- _What the task requires_
Check every line of the entries for "tests", and copy the lines that hold it.

- _Data listing_
▽
PR #701, opened 2024-03-20
use shared GHA workflow for JS tests

evgeni:


nofaralfasi (approved):
Failing tests are not related. 
Thank you @evgeni!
△
- _Result_
use shared GHA workflow for JS tests
Failing tests are not related. 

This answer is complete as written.